I'm in a similar situation where I have just opened a small storefront but want my candies to really stand out and look awesome in a fabulous display case. I'm willing to invest a little money to get the right case, but what I'm finding out is that the "right case" is hard to figure out.

I understand that for the candy it's ideal to have a cooling and humidity controlled case designed for candy. However, a leading chocolate maker and retailer in my local area says he got rid of all his cooled cases in his shop because they produced way too much heat that it ruined the products out of the case. I share the space with a bakery, and I can't afford to get a case that runs so hot that I have to add a hundred dollars onto my electric bill to crank up the A/C in the store to keep from impacting their products.

His advice was that if the A/C is sufficient in the store that should be enough to keep the display case good but my experience so far has been that it's not. I want to keep my chocolates around 65 degrees or so; I can't keep my store that cold. At about 72 I get people complaining that it's chilly in there and the A/C runs constantly. I'm also in Ohio which I'm sure is about the most humid place on the planet lol.

I'm using a dry case now and I stick many candies in the fridge at night which of course is creating horrible condensation and giving me sticky chocolate on those. The ganache truffles are sealed up tight before they go in so they are okay, but I'm not sure what to do about my dipped candies. I want to improve their shelf life by keeping them cool but the fridge is just too cold and wet, and it sounds as though a cooled case might be a mess too.

I'd love to hear what anyone with a really small shop is doing - cooled or dry case - and how it's affecting your utility usages, and if anyone had a similar problem with a cooled case running too hot. I'd love any advice!
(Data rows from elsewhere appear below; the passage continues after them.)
PR #772, opened 2015-09-29
add recursive installs to Accelerated Beta Test and Mass Install

JoelCFC25:
Extending @queueseven's recursive technique to ABT and Mass Install. This is especially needed for ABT so the Corp can order the ice installs, as well as allowing a new remote created with the first one to be available in the server choices for the rest of the ice. The cards are first moved to the play area and then can be selected for install from there.

### DIFF
--- a/src/clj/game/cards-agendas.clj
+++ b/src/clj/game/cards-agendas.clj
@@ -2,13 +2,21 @@
 
 (def cards-agendas
   {"Accelerated Beta Test"
-   {:optional {:prompt "Look at the top 3 cards of R&D?"
-               :yes-ability {:msg (msg (let [c (count (filter #(= (:type %) "ICE") (take 3 (:deck corp))))]
-                                         (str "install " c " ICE and trash " (- 3 c) " cards")))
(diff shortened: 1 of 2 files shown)


JoelCFC25:
Downside: this won't comply with [the ABT/Foundry ruling](http://ancur.wikia.com/wiki/Accelerated_Beta_Test_%26_The_Foundry_Interaction_Ruling), but the current implementation of ABT doesn't either. Not sure how big of a deal that is. Making the interaction of those 2 cards work right will be as insanely difficult as making Accelerated Diagnostics work.

queueseven:
I don't think it's a big deal, since you can always adjust the game state manually. Nice work, keep going!

JoelCFC25:
I put in a `trigger-event` for a rez since doing the `corp-install` with `:install-state :rezzed` doesn't result in anything that will fire The Foundry's ability. I can either add a `when` statement that generates a prompt only to the Corp if the ID is The Foundry, or leave it as-is and rely on the players to know the ruling and trash any remaining uninstalled ice from firing ABT if they opt to use The Foundry.

mtgred:
:+1:

Issue #767, opened 2015-09-27
Haarpsichord Studios: + Franchise City result in game crash


lorion42:
If the corp creates two new servers one with an agenda and one with Franchise City. On the runners turn he runs on the agenda server, while the corp rez Franchise City. Result: the runner can't click on the steal button. Franchise City is scored before the agenda could be stolen. There is no way to go to standard game flow again - the code seems to be in a loop. If the agenda is for exampe TGTBT, the runner gets a tag for each mouse click but he can't get TGTBT into his scoring area.
This happend 3 times in a row. There are turns where Franchise City works as it should, but with this bug a deck with both cards is unplayable.

nealterrell:
This will crash if the asset is in a lower numbered server than the agenda. Obviously we can't expect you to always put your cards down in one order, but we are aware of the issue and working on a fix. Thanks!

Issue #742, opened 2015-09-21
Security Testing on a remote checks the wrong remote if an earlier remote is destroyed


anathomical:
If you have Security Testing installed at the beginning of your turn, and select Server 1 as its target, then you run Server 0 which has no ice and trash whatever is in it, Server 1 falls into the position of Server 0.  If you run the new Server 0, Security testing will not trigger.  If you then run Server 1 (assuming that there was a Server 2 at the start of the turn to fall into this position), then Security Testing will trigger rather than allowing you access.

Basically, it looks like Security Testing ties itself to a server index when you select at the beginning of turn, but that index is not updated with the destruction of servers which may change the contents of the server at that index.

JoelCFC25:
Server destruction is definitely a problem. This same issue plagues Franchise City (or any asset/upgrade that might disappear or be trashed mid-run)--if you have one rezzed when an agenda is accessed in a higher-numbered remote, the Runner's steal prompt for the agenda is bugged because of collapsing servers and the steal cannot be completed.

queueseven:
I'll try to fix this tomorrow if I find the time (and fixing means removing the server destruction code. Too...many...problems....)

nealterrell:
Yeah, this was noted when ST was implemented, but I didn't know how to fix it at the time. Sounds like @queueseven is on it!

PR #773, opened 2015-09-29
Give remote servers a keyword

queueseven:
instead of storing them in a vector.

This fixes some bugs (mtgred/netrunner#742 mtgred/netrunner#767) and makes the code actually a little simpler.

Also, it's easier to keep track of the game state, since once a remote server is gone, the next remote will have a different number.


mtgred:
:+1:

Issue #381, opened 2015-07-17
Scheherazade misclick causes programs to disappear


finnbar:
Sorry, I've got two issues to report today! It turns out playing a Professor deck means you get to play with lots of different cards, so it's quite easy to find bugs with them.

If you misclick when using Scheherazade's "Host an installed program" action and ask it to host itself, it gets into a loop of some kind and all of the programs disappear. They're not trashed, removed from play, returned to your grip or whatever, they just disappear. This makes it especially hard if you're playing with Levy. Any newly installed programs also disappear, and your used MU stays the same which would suggest that the programs are still considered to be there, but aren't visible at all.

JoelCFC25:
I have an idea to fix this that I'll try tonight.

PR #774, opened 2015-09-29
Don't allow self hosting

### LINKED ISSUE #739: Leprechaun Self-Hosting
Today, I accidentally tried to host Leprechaun on itself due to lag. Leprechaun and a hosted card disappeared as a result. They were not in the heap, stack, or grip, and they weren't marked as removed from the game. Should it perform a check to prevent such an occurrence?
screenshot 1

queueseven:
Fixes #739 and #381.

It's not perfect as Scheherazade will still print its message, but adjusting that is a rather big change. Also, we have to way to check the `:cid` of the hostin `{:choices {:req ....`, so there's no easy way to prevent a card from selecting itself.

At least the cards don' disappear any longer.


mtgred:
:+1:

PR #779, opened 2015-09-30
fix for Laramy Fisk forced draw

JoelCFC25:
The new Fisk code in #715 doesn't actually result in the Corp drawing a card. This works. :)


mtgred:
:+1:

PR #783, opened 2015-10-03
fix Darwin to charge 1 credit when optionally boosted

JoelCFC25:
The `:msg` and `:cost` needed to be shifted into the `:yes-ability` block in order to charge the Runner 1 credit and display the message.


mtgred:
:+1:

PR #786, opened 2015-10-05
Send game list updates at most 1 per second

nealterrell:
Right now we send the entire game list (typically in the 10-50Kb range depending on traffic) any time a player:

* creates a game lobby
* joins a game lobby
* leaves a game lobby
* disconnects from a game in progress
* reconnects to a game in progress

This often happens multiple times per second, causing lots of data to be sent which will only be overridden a few milliseconds later. This change sets a JavaScript interval to 1000 milliseconds, and only emits the game list in this interval if something caused the list to change since the last interval. This should reduce the frequency of lobby updates which are a non-insignificant portion of the site's traffic. 

It should also help with the bug we're seeing re: rapid disconnects/reconnects, which cause tremendous lag precisely (I believe) because they cause so many lobby updates to be pushed rapidly.

### DIFF
--- a/server.coffee
+++ b/server.coffee
@@ -25,9 +25,13 @@ db = mongoskin.db(mongoUrl)
 # Game lobby
 gameid = 0
 games = {}
+lobbyUpdate = false
 
 swapSide = (side) ->
   if side is "Corp" then "Runner" else "Corp"
+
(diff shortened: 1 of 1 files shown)


mtgred:
:+1:

PR #787, opened 2015-10-05
implement Worlds Plaza and Awakening Center

JoelCFC25:
These cards caused a series of other tweaks to support them. The `gameboard.cljs` needed an addition to allow hosted Corp cards to be clickable so abilities would work (e.g., Private Contracts). The access helper for remotes in `core.clj` needed to account for all hosted cards in addition to server contents--this way you could first access and trash one of the scoreable hosted executives instead of just trashing Worlds Plaza and all the hosted assets with it. Unregistered S&W also needs to filter on hosted cards in case someone wanted to shoot a qualifying hosted card. 

Awakening Center uses a funky `doseq` toward the end to get any rezzed hosted ice to trash, but there should only ever be 1 rezzed at a time. There is probably a more artful way of doing this, but it seems to work fine.

### DIFF
--- a/src/clj/game/cards-assets.clj
+++ b/src/clj/game/cards-assets.clj
@@ -34,7 +34,7 @@
    "Blacklist"
    {:effect (effect (lock-zone (:cid card) :runner :discard))
     :leave-play (effect (release-zone (:cid card) :runner :discard))}
-                 
+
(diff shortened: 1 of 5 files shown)


mtgred:
:+1:

Issue #790, opened 2015-10-05
Certain cards that alter ICE strength don't trigger until after a run


thehunter518:
So far I have noticed this issue with the agendas "Superior Cyberwalls" and "Encrypted Portals", as well as the ice "Quicksand".

With the agendas, it seems that the strength increase to ice does not kick in until the runner has completed a run (sometimes the strength suddenly kicks in mid-run, and sometimes it only kicks in for the server currently being run on).

Quicksand's strength from new power counters doesn't kick in until after the runner is done encountering it. For example, if the runner encounters a fresh, newly rezzed Quicksand, you can click it to add a power counter, but its strength remains at 0 while being encountered. As soon as the runner clicks to continue (or jacks out), the strength suddenly correctly adjusts to where it should be for the power counter you added.

JoelCFC25:
These cards should call `update-all-ice`, which they currently are not doing. Should be an easy addition, thanks!

PR #791, opened 2015-10-05
Show updated ice strengths (Quicksand, Encrypted Portals) immediately

JoelCFC25:
Addressing the request in #790--these cards now call `update-all-ice` so you don't have to wait until the next encounter or Parasite install to see the new strength.


mtgred:
:+1:

PR #794, opened 2015-10-07
fix Franchise City, target and identify ice when installing Femme Fatale

### LINKED ISSUE #793: Franchise city doesn't respect Film Critic
A ressed franchise city gets auto-added to the score area before the runner has a chance to host on film critic and stop it.

### LINKED ISSUE #796: Forged Activation Orders doesn't account for discounts on space ice
Possibly other stuff as well.

JoelCFC25:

Thanks! (And thanks for the thread, Amber... so far very helpful!)

Shannon

mary amsterdam
@mary-amsterdam
01/13/13 10:14:20AM
25 posts

I think your advice about "middle steps" is very good. I began as a hobby, and have been fortunate enough to have the middle step of renting space on an hourly basis at a local bakery/gift shop where i make and sell my chocolates. it has been working well, but i am always looking for ways to grow the business and have thought about our local farmers markets. But my big question is how to do you keep the chocolate from melting? is it as simple as coolers? what about display chocolate?

Andy Ciordia
@andy-ciordia
01/13/13 10:44:01AM
157 posts
Winter months for us need no cooling, just transportation. Summer months we use multiple coolers to limit humidity exposure. For the table we either do rotation of product or sacrifice a display box or make clay core dummies dipped in chocolate and sealed. Experimentation is always the best. If you search the forums here you'll find some good market threads. Since I'm on my phone it's hard to elaborate as much as I have in the past.
mary amsterdam
@mary-amsterdam
01/13/13 12:30:32PM
25 posts

Thanks Andy. That is helpful.

Matis Max
@matis-max
09/22/14 01:36:07AM
1 posts
Beautiful! I found similar products on this website:http://www.archiexpo.com/architecture-design-manufacturer/refrigerated-display-case-1859.html;It really help me chose the ideal solution for my place.
david ghobril
@david-ghobril
09/22/14 08:47:51AM
4 posts

I have only ever had dry cases for 21 years. The word confection means preserved. If you are displaying at room temp you formulate for that.

Susie2
@susie2
09/30/14 01:04:22PM
14 posts

#2 no. At least I can not hold it for more than 2 minutes.